I've been reading up and listening to podcasts, and am about to start buying a few of the hand tools that seem to be deemed essential even in a power tool shop. When it comes to bevel-edge bench chisels, most experienced woodworkers seem to recommend starting out with a 3/8" and 3/4", or a 3/8" and 5/8". I might have also seen someone recommend 1/4" and 3/4". I'm kind of leaning toward getting the 3/8" and 5/8" in case I decide to buy a set later, since most of the small sets come just include 1/4" increments.

I was pretty set on starting out my chisel collection with a couple A2 steel Lie Nielsen chisels, probably 3/8" for the first and either 5/8" or 3/4" for the other. The ease of swapping out a LN socket chisel's short handle for a long one for paring sounds great, but I'm not sure if paring is as common/useful in a power tool shop as it is in a mostly-hand tool shop.

After I made up my mind to buy the LN socket chisels, I started reading about Lee Valley's revolutionary new PM-V11 steel that's slightly easier to sharpen than A2 but supposedly holds an edge a lot better.
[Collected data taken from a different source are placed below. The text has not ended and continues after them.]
PR #1696, opened 2024-03-11
Change default production WSGI server by waitress and add support for other WSGI servers

J535D165:
This PR introduces various changes to the Flask production server and configuration. Changes should resolve various reported issues and improve the extensibility of the review-server-stack. Although we aim to avoid breaking changes, we can not fully guarantee that current ASReview LAB Server users are affected by this. If you face issues, please let us know. 

We aim to create a version 1.6 release for these changes. 

## Changelog

- Replace default event server by full Python waitress server
- Resolve installation problems and segfault crashes for MacOS users. 
- Make use of `ASREVIEW_LAB` prefix for all environment variables, FLASK environment variables included. You can still use FLASK prefixed environment variables in version 1.x. 
- Remove arguments from `create_app()`, only argument is `config_path` (points to ASReview configuration file).
- Make `create_app()` authenticated by default
- Remove `env` from `create_app()`. Setting 'development' or 'testing' now via `app.debug` and `app.testing`. 
- Add option to use any production WSGI server to server the app. See Flask https://flask.palletsprojects.com/en/3.0.x/tutorial/deploy/ for info. Example: `gunicorn -w 4 -b "127.0.0.1:5006" "asreview.webapp.app:create_app()"`
- Deprecate `--certfile` and `-keyfile` options. They will remain available in the 1.x series. For TLS support, use for example gUnicorn with certfile and keyfile options.

## Breaking changes

- When you rely heavily on environment variables or the ASReview/FLASK config file to configure ASReview, please look at the new variable overview in the documentation. We tried to keep many of the variables working, but we might have missed something. Also start using the `ASREVIEW_LAB` prefix. 
- Developers will face the authenticated version of ASReview by default. You can change this with `ASREVIEW_LAB_LOGIN_DISABLED=true flask run --debug`. I will update the VSCode task according to this.

### DIFF
--- a/asreview/webapp/app.py
+++ b/asreview/webapp/app.py
@@ -41,13 +41,19 @@ from asreview.webapp.authentication.models import User
 from asreview.webapp.authentication.oauth_handler import OAuthHandler
 
 
-def create_app(
-    env="development",
-    config_file=None,
-    secret_key=None,
-    salt=None,
-    enable_authentication=False,
-):
+def create_app():
+    """Create a new ASReview webapp.
+
+    For use with WSGI servers, such as gunicorn:
+
+        > gunicorn -w 4 -b "127.0.0.1:5006" "asreview.webapp.app:create_app()"
+
+    Returns
+    -------
+    Flask:
+        The ASReview webapp.
+    """
+
     app = Flask(
         __name__,
         instance_relative_config=True,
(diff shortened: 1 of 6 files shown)


asreview/webapp/app.py
```diff
@@ -41,50 +41,38 @@
...
 
-    # If allowed origins comes as an environment variables, and is a list,
-    # then we assume a JSON string.
-    if isinstance(app.config.get("ALLOWED_ORIGINS", False), str):
-        app.config["ALLOWED_ORIGINS"] = json.loads(app.config["ALLOWED_ORIGINS"])
+    # if there are no cors and config is in debug mode, add default cors
+    if app.debug and not app.config.get("CORS_ORIGINS", None):
+        app.config["CORS_ORIGINS"] = ["http://localhost:3000", "http://127.0.0.1:3000"]
 
-    if config_file_path := config_file or app.config.get("CONFIGFILE", ""):
```
J535D165, line 70: Renamed this env var from "FLASK_CONFIGFILE" into "ASREVIEW_LAB_CONFIG_PATH". Needs backward compatility?

asreview/webapp/entry_points/lab.py
```diff
@@ -30,12 +31,14 @@
...
-    HOST_NAME = "localhost"
+try:
+    from gevent.pywsgi import WSGIServer
+except ImportError:
+    WSGIServer = None
 
-PORT_NUMBER = 5000
+# Host name
+HOST_NAME = os.getenv("ASREVIEW_HOST", "localhost")
+PORT_NUMBER = os.getenv("ASREVIEW_PORT", 5000)
```
J535D165, line 41:
```suggestion
HOST_NAME = os.getenv("ASREVIEW_LAB_HOST", "localhost")
PORT_NUMBER = os.getenv("ASREVIEW_LAB_PORT", 5000)
```

J535D165: Does this need backward compatibility?

asreview/webapp/entry_points/lab.py
```diff
@@ -205,30 +255,29 @@ def _lab_parser():
 
     parser.add_argument(
         "--enable-auth",
-        dest="enable_authentication",
-        action="store_true",
+        dest="login_disabled",
+        default=True,
+        action="store_false",
```
J535D165, line 260: Bit confusing syntax, but tested and it works

docs/source/server_configuration.rst
```diff
@@ -155,6 +155,49 @@ folder:
 
     FLASK_SQLALCHEMY_DATABASE_URI = "sqlite:///asreview.production.sqlite"
 
+
+Full configuration
+~~~~~~~~~~~~~~~~~~~
```
J535D165, line 160: Also adjust the rest of the docs. Prefix FLASK should become ASREVIEW_LAB

asreview/webapp/app.py
J535D165: Resolved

Although Lee Valley's hybrid sockety tang handle might be less desirable than a straight-up socket handle, the idea of having to sharpen the chisels less frequently is very appealing.

So now the questions:


What kind of steel are your chisels, and how often do you need sharpen them in order to keep them cutting properly? (I know this will vary by use, but just give me a ballpark figure…once a month? Twice a year?)
Realistically, how easy is it for a beginner to break the handle on a tang chisel, and is that still an issue with Lee Valley's hybrid tang design?
Should I expect to do much paring if I'm mostly using power tools and maybe hand-cutting or trimming up some dovetails here and there? (This is related to being able to switch between long and short handles if I get socket chisels.)
If I can't make up my mind and I just decide to get one LN chisel and one LV/Veritas PM-V11 chisel, does it matter which one I get in 3/8" and which one I get in 5/8" or 3/4"?
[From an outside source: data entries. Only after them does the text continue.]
PR #1697, opened 2024-03-11
Add a login banner

cskaandorp:
Add a blue-colored text banner at the top of the signin and signup page to share a message to users (like "This is a demo version"). Configurate the message (string) via ENV variable FLASK_LOGIN_INFO or in the flask_config TOML file with LOGIN_INFO.

### DIFF
--- a/asreview/webapp/app.py
+++ b/asreview/webapp/app.py
@@ -165,19 +165,15 @@ def create_app(
         """Get the boot info."""
 
         authenticated = not app.config.get("LOGIN_DISABLED", False)
+        login_info = app.config.get("LOGIN_INFO", False)
 
         response = {
             "authentication": authenticated,
             "version": asreview_version,
+            "login_info": login_info,
         }
 
         if authenticated:
-            # if recaptcha config is provided for account creation
-            if app.config.get("RE_CAPTCHA_V3", False):
-                response["recaptchav3_key"] = app.config["RE_CAPTCHA_V3"].get(
-                    "KEY", False
-                )
-
             response["allow_account_creation"] = app.config.get(
                 "ALLOW_ACCOUNT_CREATION", False
             )
--- a/asreview/webapp/src/App.js
+++ b/asreview/webapp/src/App.js
@@ -60,6 +60,7 @@ const App = (props) => {
   );
   const emailConfig = useSelector((state) => state.email_config);
   const emailVerification = useSelector((state) => state.email_verification);
+  const loginInfo = useSelector((state) => state.login_info);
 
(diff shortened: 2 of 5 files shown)


asreview/webapp/app.py
```diff
@@ -165,19 +165,15 @@ def api_boot():
...
+            "login_info": login_info,
         }
 
         if authenticated:
-            # if recaptcha config is provided for account creation
-            if app.config.get("RE_CAPTCHA_V3", False):
-                response["recaptchav3_key"] = app.config["RE_CAPTCHA_V3"].get(
-                    "KEY", False
-                )
-
```
J535D165, line 180: Can you explain?

J535D165 (commented):
Thanks, It might also be nice to port this back to v1.6.

asreview/webapp/app.py
cskaandorp: Nothing is done with it. I have started it, but nothing concrete is done with it in the frontend

J535D165: Oke clear.

asreview/webapp/app.py
```diff
@@ -165,19 +165,15 @@ def api_boot():
         """Get the boot info."""
 
         authenticated = not app.config.get("LOGIN_DISABLED", False)
+        login_info = app.config.get("LOGIN_INFO", False)
 
         response = {
             "authentication": authenticated,
             "version": asreview_version,
+            "login_info": login_info,
```
J535D165, line 173:
```suggestion
        response = {
            "authentication": authenticated,
            "version": asreview_version,
            "login_info": app.config.get("LOGIN_INFO", None),
```

asreview/webapp/src/App.js
```diff
@@ -237,6 +238,21 @@ const App = (props) => {
           <CssBaseline />
 
           <div aria-label="nav and main content">
+            {typeof loginInfo === "string" && loginInfo.length > 0 && (
```
J535D165, line 241:
``` suggestion
            {loginInfo !== null && (
```

asreview/webapp/src/App.js
```diff
@@ -237,6 +238,21 @@ const App = (props) => {
...
+              <Alert
+                severity="info"
+                variant="standard"
```
J535D165, line 244: Needed?

cskaandorp: Severity determines the color. Despite te fact that "standard" is the default value for variant, I had to explicitly set it to force the less-obtrusive transparent blue color. The opaque blue seemed standard.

Any feedback on any or all of these questions would be a huge help.

P.S. I know the Narex sets are popular but it sounds like they need a good flattening and sharpening before their first use. I'll have to sharpen my tools eventually, but I don't want to have to flatten and sharpen them right out of the box…now that it's getting nice, all my time needs to go toward emptying out the garage so I can start converting it into my shop. And once I start getting stuff set up in there, I want to be able to start working on a long list of projects right away.


----------



## Loren

I have a bunch of chisels. Japan, Sorby formers, Marples
butyrate-handled, and a set of 4 Barrs. The Barrs are
the best choppers by far. I bought a 3/8" Veritas to
fill in the Barr set as for me 3/8" is a useful size. It's 
a wimpy feeling chopper but for paring it is nimble
and holds its edge very well despite chopping, as
do the Barrs. All the other chisel edges fall apart faster
in chopping. Sometimes it doesn't matter because
chopping is chopping and sharpness isn't critical.
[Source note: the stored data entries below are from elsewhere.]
PR #1699, opened 2024-03-13
Add support for customizable API URL in production without rebuilding

J535D165:
Example:

Process 1
```
ASREVIEW_LAB_PORT=5008 asreview lab
```

Process 2

```
ASREVIEW_LAB_API_URL="http://localhost:5008/" asreview lab
```

Now, process 1 makes use of process 2 for backend calls.

### DIFF
--- a/asreview/webapp/src/globals.js
+++ b/asreview/webapp/src/globals.js
@@ -4,16 +4,10 @@ import { setProject } from "./redux/actions";
 import ASReviewLAB_black from "./images/asreview_sub_logo_lab_black_transparent.svg";
 import ASReviewLAB_white from "./images/asreview_sub_logo_lab_white_transparent.svg";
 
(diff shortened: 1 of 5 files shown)


asreview/webapp/src/globals.js
```diff
@@ -4,16 +4,10 @@ import { setProject } from "./redux/actions";
...
-// the same as the front-end URL.
-let b_url = "/";
-if (Boolean(process.env.REACT_APP_API_URL)) {
-  b_url = process.env.REACT_APP_API_URL;
-}
-export const base_url = b_url;
-export const api_url = base_url + "api/";
-export const auth_url = base_url + "auth/";
-export const collab_url = base_url + "team/";
+export const base_url = window.api_url;
```
J535D165, line 7:
```suggestion
```

PR #1708, opened 2024-03-22
Bug fix profile page and moved the info banner from App into Signin and Signup

cskaandorp:
A fix to solve the disabled state of the Save button in the Profile page when using OAuth, moved the info banner to signin and signup to prevent the banner from rendering in the review page.


J535D165:
Thanks, I will need some help to fix the oauth button problem in the main branch as well. The infobar will be return in a different shape and doesn't need to be ported.

PR #1710, opened 2024-03-27
Add boot call functionality to index.html

J535D165:


J535D165:
@cskaandorp This PR changes the behavior of the emailConfig variable. I wasn't able to test it completely yet. Hopefully, we can look into this together later. First it might be good to change some other things (in other PRs) as well.

PR #1718, opened 2024-04-16
Add the OneHot encoder

jteijema:
By setting the countvectorizer to binary, we effectively have a OneHot encoder.


J535D165 (approved):

J535D165:
Thanks

PR #1720, opened 2024-04-18
Rework dataset descriptives screen

laurens88:
Added charts to visualize dataset properties and give quick insights to users.

Color of charts reflect thresholds: 
green =>95%, 
orange => 75%, 
red lower

For now the chart for English language is hardcoded to 50% as placeholder for actual implementation.
image


J535D165:
Merci!!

Best practice is probably to have a chopping set 
and a paring set but pragmatically I've never followed
that practice as it would mean twice as many chisels 
rolling around on my bench at a time. A typical 
chisel job has me pulling out about 5 and if I used
two sets it would be 10.

In my opinion if you want a chisel that can chop and 
then pare and then chop again all day, you're looking
at $60-up per chisel on the new market.


----------



## a1Jim

No offence meant but I think chisels are just chisels you just cut wood with them they don't need to cost $350 each to work I've been using a set of Marpel chisels for 25 years,they work fine and only need sharpening ocasoinally .You don't have to be afraid of sharpening chisels or flattening their backs,it's just part of the woodworking experience that you need to grow as a craftsman and it really doesn't take that long to get good results.
Best of luck on your chisel quest,I'm sure others will totally disagree with my opinion .


----------



## bbc557ci

I too plan to buy a couple or 3 and have been doing some research on chisels. Don't want to pay the "Festool" type price but on the other hand I don't mind paying a little extra for better quality. After an hour or so of looking and reading up on chisels on the inter-web, my brain turns to mush!! Lots more to them than I would have thought. I'll be watching this thread with interest )


----------



## Loren

Jim has a good point of course. Don't overthink chisels - 
they are tools for stabbing wood. You can start out with
modest ones and learn to sharpen them exquisitely. Generally
the edges won't last, but when they're sharp they cut as
good as the finest. If the time investment in chisel maintenance
starts to annoy you, maybe buy a couple of premium ones
and see if the edge hold up better and saves you time. They
hold their value well in any case and can be dumped on ebay
if they don't live up to the hype, same as Festool.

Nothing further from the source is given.